The United States also raises the prospect of inconsistent orders issued by the two district courts with respect to the construction of Garrison as a further justification for transfer under Section 1407. Similarly, *225 Audubon emphasizes the desirability of having one court determine the effect that the pendency of the North Dakota action has on the stipulation in the District of Columbia action, and vice versa.

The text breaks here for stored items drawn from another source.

PR #9339, opened 2015-08-06
typecast tinyint(1) as boolean

Faryshta:
i don't know where to make an unit test for this.

### DIFF
--- a/framework/db/mysql/Schema.php
+++ b/framework/db/mysql/Schema.php
@@ -157,7 +157,7 @@ class Schema extends \yii\db\Schema
                     if (isset($values[1])) {
                         $column->scale = (int) $values[1];
                     }
-                    if ($column->size === 1 && $type === 'bit') {
+                    if ($column->size === 1 && in_array($type, ['bit', 'tinyint'], true)) {
                         $column->type = 'boolean';
                     } elseif ($type === 'bit') {
                         if ($column->size > 32) {
--- a/tests/framework/db/SchemaTest.php
+++ b/tests/framework/db/SchemaTest.php
@@ -269,7 +269,7 @@ class SchemaTest extends DatabaseTestCase
                 'defaultValue' => '2002-01-01 00:00:00',
             ],
             'bool_col' => [
-                'type' => 'smallint',
+                'type' => 'boolean',
                 'dbType' => 'tinyint(1)',
                 'phpType' => 'boolean',
                 'allowNull' => false,
@@ -281,7 +281,7 @@ class SchemaTest extends DatabaseTestCase
                 'defaultValue' => null,
             ],
             'bool_col2' => [
-                'type' => 'smallint',
+                'type' => 'boolean',
                 'dbType' => 'tinyint(1)',
                 'phpType' => 'boolean',
                 'allowNull' => true,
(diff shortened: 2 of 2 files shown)


cebe:
there is already a test for that and it is broken by your PR: https://travis-ci.org/yiisoft/yii2/jobs/74439667#L206 ;)
However this change is breaking BC so we have to wait for 2.1.

related to #9324

Faryshta:
finally it passes all tests :smile:

mj4444ru:
`tinyint(1)` - a number from -127 to 127 (in practice)
`tinyint(1)` - a number from 0 to 9 (in theory)

possible conflict with user-defined types

mg-code:
I agree with mj4444ru, in some tables I make type column as tinyint(1).

Faryshta:
@mj4444ru you mean things like when a user have an `stage` column like

0 => Inactive
1 => In Process
2 => Completed
3 => Cancelled

mj4444ru:
@Faryshta yes
Some people prefer to use instead of `enum` `smallint (1)`.

Faryshta:
@mj4444ru I agree with you, I prefer to use `bit(1)` for boolean but right now mysql bool means tinyint(1)

a way to 'fix' this `tinyint` as enum would be to use `smallint(1)` instead which means one extra byte

mj4444ru:
@Faryshta In mysql `boolean` alias `tinyint(1)` for compatibility.
You do not need to pay attention to it.
You are all too complicated.

dynasource:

We find these arguments unpersuasive. Only two actions are involved here. While we recognize the existence of common questions of fact between these two actions, we note that, in order to justify transfer under Section 1407 when only a minimal number of actions is involved, the movant is under a heavy burden to show that those common questions of fact are sufficiently complex and that the accompanying discovery will be so time-consuming as to further the purposes of Section 1407. See In re Scotch Whiskey Antitrust Litigation, 299 F. Supp. 543, 544 (Jud.Pan.Mult. Lit.1969). We rule that movant has not met that burden. This conclusion is distinguishable from our holding in In re Cross-Florida Barge Canal Litigation, supra, because 1) in that litigation all parties agreed upon the appropriateness of transfer; and 2) more discovery and other pretrial proceedings have occurred in the District of Columbia action now before us than had occurred in either of the actions involved in the prior litigation — for example, all parties in the present litigation agree that extensive discovery by both Audubon and the federal government has occurred in the District of Columbia action, and the parties to that action have filed numerous briefs and voluminous exhibits relating to the merits of the controversy.

Additionally, we observe that suitable alternatives to Section 1407 transfer are available to the parties in this litigation. For example, discovery that has already transpired in the District of Columbia action may be made applicable to the North Dakota action either by agreement of the parties or by any party requesting the North Dakota court to order all parties to show cause why that discovery should not be made applicable. Also, notices for any future depositions could be filed in both actions, thereby making the depositions applicable, in each action. See In re Eli Lilly & Co. (Cephalexin Monohydrate) Patent Litigation, 446 F. Supp. 242, 244 (Jud.Pan. Mult.Lit.1978). See also Manual for Complex Litigation, Parts I and II, § 3.11 (rev. ed. 1977).

Also, consultation and cooperation between the two concerned district courts, if viewed appropriate by those courts, coupled with the cooperation of the parties, would be sufficient to minimize the possibility of conflicting pretrial rulings. See In re Texas Instruments, Inc. Employment Practices Litigation, 441 F. Supp. 928, 929 (Jud.Pan. Mult.Lit.1977).

IT IS THEREFORE ORDERED that the motion for transfer under Section 1407 concerning the actions listed on the following Schedule A be, and the same hereby is, DENIED.

        SCHEDULE A                     Docket No. 348
  District of District of Columbia
National Audubon Society v. Andrus,    Civil Action
et al.                                 No. 76-0943
      District of North Dakota
State of North Dakota, et al. v.       Civil Action
Andrus et al.                          No. A77-1048

NOTES

[*] Judge Caffrey took no part in the decision of this matter.

[1] All parties waived oral argument and, therefore, this matter was submitted for decision on the basis of the papers filed. See Rule 14, R.P.J.P.M.L., 78 F.R.D. 561, 572 (1978).